======== Available records ========

PR #173, opened 2025-05-20
depend on gles3 and use vertex array objects

gulafaran:
begin depend on gles3 and above, and use vertex array objects when blitting, ensure same program doesnt get called with gluseprogram more then once.

### DIFF
--- a/src/backend/drm/Renderer.cpp
+++ b/src/backend/drm/Renderer.cpp
@@ -249,6 +249,13 @@ std::optional<std::vector<std::pair<uint64_t, bool>>> CDRMRenderer::getModsForFo
     return result;
 }
 
+void CDRMRenderer::useProgram(GLuint prog) {
+    if (m_currentProgram == prog)
+        return;
+
+    GLCALL(glUseProgram(prog));
+}
+
 bool CDRMRenderer::initDRMFormats() {
     std::vector<EGLint> formats;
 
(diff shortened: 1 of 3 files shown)


src/backend/drm/Renderer.hpp
```diff
@@ -86,8 +88,57 @@ namespace Aquamarine {
 
         struct {
             struct SShader {
+                ~SShader() {
```
vaxerski, line 91: these aren't templated. Move them to the source.

src/backend/drm/Renderer.cpp
```diff
@@ -402,27 +457,15 @@ void CDRMRenderer::initContext(bool GLES2) {
...
-        attrs.push_back(2);
-        attrs.push_back(EGL_CONTEXT_MINOR_VERSION);
-        attrs.push_back(0);
-    } else {
-        attrs.push_back(EGL_CONTEXT_MAJOR_VERSION);
-        attrs.push_back(3);
-        attrs.push_back(EGL_CONTEXT_MINOR_VERSION);
-        attrs.push_back(2);
-    }
+    attrs.push_back(EGL_CONTEXT_MAJOR_VERSION);
```
vaxerski, line 460: Use 3.0. 3.0 systems exist and arent that uncommon. You don't seem to use anything from 3.1/3.2

gulafaran: the if else case down below drops it to 3.0 if context fails, as it is on -git too, but sure i can change it to only 3.0 if you want

vaxerski (approved):

PR #175, opened 2025-05-23
reduce a bit of local temporar copies going around in renderer

gulafaran:
use const refs where applicable, make sgltex a uniqueptr and weakptr reference it.


vaxerski (approved):
thanks!

PR #183, opened 2025-07-03
Prevent DRM Backend from modesetting unnecessarily

### LINKED ISSUE #181: Screen turns off and then turns on when starting aquamarine
When aquamarine is started, instead of the contents of whatever the app is drawing just instantly appearing, the screen turns off and only turns on 1 second later. I guess this is probably due to aquamarine sending a null commit or a commit without a buffer when it detects a screen the first time.

My proposed solution to this is to have an option when initializing aquamarine which tells it to never send null commits and only send commits with `glClear(0.0, 0.0, 0.0, 0.0)`'ed buffer which I think would prevent the screen from turning off.

For hyprland this might be fine but for my case I need it to have a contentful paint as fast as possible

coffeeispower:
Closes #181

### DIFF
--- a/src/backend/drm/impl/Atomic.cpp
+++ b/src/backend/drm/impl/Atomic.cpp
@@ -100,8 +100,16 @@ void Aquamarine::CDRMAtomicRequest::addConnector(Hyprutils::Memory::CSharedPoint
     TRACE(backend->log(AQ_LOG_TRACE, std::format("atomic addConnector values: CRTC {}, mode {}", enable ? connector->crtc->id : 0, data.atomic.modeBlob)));
 
     conn = connector;
+    drmModeModeInfo* currentMode = connector->getCurrentMode();
+    bool modeDiffers = true;
+    if (currentMode) {
+        modeDiffers = memcmp(currentMode, &data.modeInfo, sizeof(drmModeModeInfo)) != 0;
+        free(currentMode);
+    }
 
-    addConnectorModeset(connector, data);
+    if (modeDiffers) {
+        addConnectorModeset(connector, data);
+    }
     addConnectorCursor(connector, data);
 
     add(connector->id, connector->props.crtc_id, enable ? connector->crtc->id : 0);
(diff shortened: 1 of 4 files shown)


src/backend/drm/impl/Atomic.cpp
```diff
@@ -100,8 +100,16 @@ void Aquamarine::CDRMAtomicRequest::addConnector(Hyprutils::Memory::CSharedPoint
...
     conn = connector;
+    drmModeModeInfo* currentMode = connector->getCurrentMode();
+    bool modeDiffers = true;
+    if (currentMode) {
+        modeDiffers = memcmp(currentMode, &data.modeInfo, sizeof(drmModeModeInfo)) != 0;
+        free(currentMode);
+    }
 
-    addConnectorModeset(connector, data);
+    if (modeDiffers) {
```
vaxerski, line 110: no {} around short ifs

src/backend/drm/impl/Atomic.cpp
```diff
@@ -455,22 +463,7 @@ bool Aquamarine::CDRMAtomicImpl::commit(Hyprutils::Memory::CSharedPointer<SDRMCo
...
-    for (auto const& conn : backend->connectors) {
-        request.add(conn->id, conn->props.crtc_id, 0);
-    }
-
-    for (auto const& plane : backend->planes) {
-        request.planeProps(plane, nullptr, 0, {});
-    }
-
-    return request.commit(DRM_MODE_ATOMIC_ALLOW_MODESET);
+    return true;
```
vaxerski, line 466: are we sure about this? Where is reset called? Maybe we should reset sometimes?

src/backend/drm/impl/Atomic.cpp
coffeeispower: oh sorry, i'm used to rust where you can't omit the braces, will fix

src/backend/drm/impl/Atomic.cpp
vaxerski: ok

vaxerski (commented):
c-f needed

vaxerski (approved):

PR #193, opened 2025-07-18
core: introduce drmRenderNodeFD()

gulafaran:
make a getter for drmRenderNodeFD() so we can create sync timelines on the rendernode on devices not supporting fences on the card* device directly.

add the rendernode matching the drm card if there is one. if none exist fallback to first found.

### DIFF
--- a/src/backend/Session.cpp
+++ b/src/backend/Session.cpp
@@ -165,13 +165,8 @@ void Aquamarine::CSessionDevice::resolveMatchingRenderNode(struct udev_device* c
     if (!cardDevice)
         return;
 
-    auto pciParent = udev_device_get_parent_with_subsystem_devtype(cardDevice, "pci", nullptr);
-    if (!pciParent)
-        return;
-
-    const char* pciSyspath = udev_device_get_syspath(pciParent);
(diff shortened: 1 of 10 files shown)


src/backend/Session.cpp
```diff
@@ -157,6 +161,84 @@ bool Aquamarine::CSessionDevice::supportsKMS() {
...
+
+    struct udev_enumerate* enumerate = udev_enumerate_new(session->udevHandle);
+    if (!enumerate)
+        return;
+
+    udev_enumerate_add_match_subsystem(enumerate, "drm");
+    udev_enumerate_scan_devices(enumerate);
+
+    struct udev_list_entry* devices = udev_enumerate_get_list_entry(enumerate);
+    struct udev_list_entry* entry   = nullptr;
```
vaxerski, line 179: why are all those `struct` keywords here? this is not C?

vaxerski (commented):
generally lgtm

src/backend/Session.cpp
gulafaran: changed.

vaxerski (approved):

PR #197, opened 2025-07-21
allocator: Default to forcing linear blit for multigpu

### LINKED ISSUE #196: Multi-GPU rendering causes stutters due to b058847
When Hyprland draws on both monitors simultaneously, stutters can be observed. I've bisected it to https://github.com/hyprwm/aquamarine/commit/b058847592e5fb3f121ef909601ab635247a0d1c.

I have an AMD+AMD gpu configuration, each monitor on a separate GPU. The stuttering has been observed on the primary gpu which Hyprland is configured to run with. I cannot test the reverse as the other gpu cannot manage vsync.

Reverting that commit on top of aq-git and applying the following patch to make hyprland-git compile completely fixes the stuttering:
```diff
diff --git a/src/managers/PointerManager.cpp b/src/managers/PointerManager.cpp
index 7d6f58e0..4212661d 100644
--- a/src/managers/PointerManager.cpp
+++ b/src/managers/PointerManager.cpp
@@ -423,8 +423,8 @@ SP<Aquamarine::IBuffer> CPointerManager::renderHWCursorBuffer(SP<CPointerManager
             }
 
             auto backend                      = state->monitor->m_output->getBackend();
-            auto primary                      = backend->getPrimary();
-            state->monitor->m_cursorSwapchain = Aquamarine::CSwapchain::create(allocator, primary ? primary.lock() : backend);
+            //auto primary                      = backend->getPrimary();
+            state->monitor->m_cursorSwapchain = Aquamarine::CSwapchain::create(allocator, backend);// primary ? primary.lock() : backend);
         }
 
         auto options     = state->monitor->m_cursorSwapchain->currentOptions();
```

This has been tested with osu-lazer on the primary gpu+monitor, and the stutters can be observed in the game's debug HUD if direct scanout is on (moreso than with it off at least). The secondary monitor on the secondary gpu is running glxgears.

Before reverting the commit:

Image

After reverting the commit:

Image

PlasmaPower:
Makes the behavior introduced in #174 default. I've confirmed that the fallback in case linear allocation fails means that this still works on NVIDIA<>NVIDIA. I left the env around in case it needs disabled, but since the new behavior seems to work on both NVIDIA<>NVIDIA and AMD<>AMD I think we should be good.

Fixes #196 by forcing linear allocation to avoid CPU blitting on AMD<>AMD.

### DIFF
--- a/src/allocator/GBM.cpp
+++ b/src/allocator/GBM.cpp
@@ -140,7 +140,7 @@ Aquamarine::CGBMBuffer::CGBMBuffer(const SAllocatorBufferParams& params, Hypruti
         return;
     }
 
-    static const auto forceLinearBlit = envEnabled("AQ_FORCE_LINEAR_BLIT");
+    static const auto forceLinearBlit = !envExplicitlyDisabled("AQ_FORCE_LINEAR_BLIT");
     auto const        oldMods         = explicitModifiers; // used in FORCE_LINEAR_BLIT case.
     if (MULTIGPU && !forceLinearBlit) {
         // Try to use the linear format if available for cross-GPU compatibility.
--- a/src/include/Shared.hpp
+++ b/src/include/Shared.hpp
@@ -6,6 +6,7 @@
 
 namespace Aquamarine {
     bool envEnabled(const std::string& env);
+    bool envExplicitlyDisabled(const std::string& env);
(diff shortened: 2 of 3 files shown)


vaxerski (approved):
rawr, needs a wiki mr

PR #184, opened 2025-07-04
Avoid unnecessary modeset (fixed)

coffeeispower:
This PR adds back fastboot to aquamarine but `hyprctl dpms` is now fixed.

PR #198, opened 2025-07-25
Fix hdr modeset

UjinT34:
#184 broke hdr by introducing an extra condition. #188 fixed that by moving hdr stuff outside of `addConnectorModeset`. This skips `data.modeset` check for hdr properties. Probably causes black screen on some systems and increased cpu usage on others.

Restored the old hdr modeset behavior while keeping faster modeset from #184. HDR should work as expected, faster modeset and black screen issue need more testing.

### DIFF
--- a/docs/env.md
+++ b/docs/env.md
@@ -8,6 +8,7 @@ Unless specified otherwise, a variable is enabled if and only if it's set to `1`
 `AQ_NO_ATOMIC` -> Disables drm atomic modesetting
 `AQ_MGPU_NO_EXPLICIT` -> Disables explicit syncing on mgpu buffers
 `AQ_NO_MODIFIERS` -> Disables modifiers for DRM buffers
+`AQ_FAST_MODESET` -> Skips modeset if mode is unchanged
 
 ### Debugging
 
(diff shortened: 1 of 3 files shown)


UjinT34:
https://discord.com/channels/961691461554950145/1070436481912549497/1398284251186860032

vaxerski:
yeah but can they test this MR is what I meant

vaxerski (commented):
this will cause modesets each frame, that's horrible...

m-bartlett:
> who had the black screen issues? Can we get them here?

hi I'm someone with the black screen issue caused by the commit in the screenshot, I independently arrived at the same commit https://github.com/hyprwm/aquamarine/commit/8b22613953961cbea21a620d0559c7ea27dc7e15 doing my own bisect in the thread here:

https://github.com/hyprwm/Hyprland/discussions/10248#discussioncomment-13825221

I just tried this PR's latest commit and I get a completely black screen without AQ_NO_ATOMIC=1 which is the same behavior as the latest commit and all releases after v0.9.1. However, simply doing a `git revert 8b226` on the latest commit https://github.com/hyprwm/aquamarine/commit/50637ed23e962f0db294d6b0ef534f37b144644b was enough to get the display working as expected without AQ_NO_ATOMIC.

PR #201, opened 2025-08-06
Update README.md to include installation command.

blucardin:
A small PR to include the installation command in the README. Improves ease-of-use, especially for beginners trying to install hyprland.


vaxerski:
Absolutely agreed

PR #202, opened 2025-08-10
renderer: use rendernode if available

gulafaran:
init the CDRMRenderer on the rendernode if available otherwise fallback to the displaynode.

### DIFF
--- a/src/backend/drm/DRM.cpp
+++ b/src/backend/drm/DRM.cpp
@@ -602,7 +602,7 @@ bool Aquamarine::CDRMBackend::initMgpu() {
         return false;
     }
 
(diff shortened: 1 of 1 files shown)


gulafaran:
question is if even the allocators should perhaps be on rendernodes aswell, in general only place where the display node should be used is when modesetting/kms comes into the picture

gulafaran:
> question is if even the allocators should perhaps be on rendernodes aswell, in general only place where the display node should be used is when modesetting/kms comes into the picture

seems `int Aquamarine::CBackend::reopenDRMNode(int drmFD, bool allowRenderNode)` should already be doing so

vaxerski (approved):
halal brother

PR #204, opened 2025-08-19
render: revert #203 and half of #202

gulafaran:
either there is a fd going wrong here or certain drivers just plain fails with this. revert for now. but leave the cdrmrenderer using rendernode. 

cant reproduce it locally but CI running llvmpipe and virtualmachine fails on hyprland.


vaxerski:
does it fix the CI though?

========

Activity
Beginning with the line that contains "be doing so", quote each line exactly through the last line of the entries above, and nothing beyond them.

Expected answer
seems `int Aquamarine::CBackend::reopenDRMNode(int drmFD, bool allowRenderNode)` should already be doing so

vaxerski (approved):
halal brother

PR #204, opened 2025-08-19
render: revert #203 and half of #202

gulafaran:
either there is a fd going wrong here or certain drivers just plain fails with this. revert for now. but leave the cdrmrenderer using rendernode. 

cant reproduce it locally but CI running llvmpipe and virtualmachine fails on hyprland.


vaxerski:
does it fix the CI though?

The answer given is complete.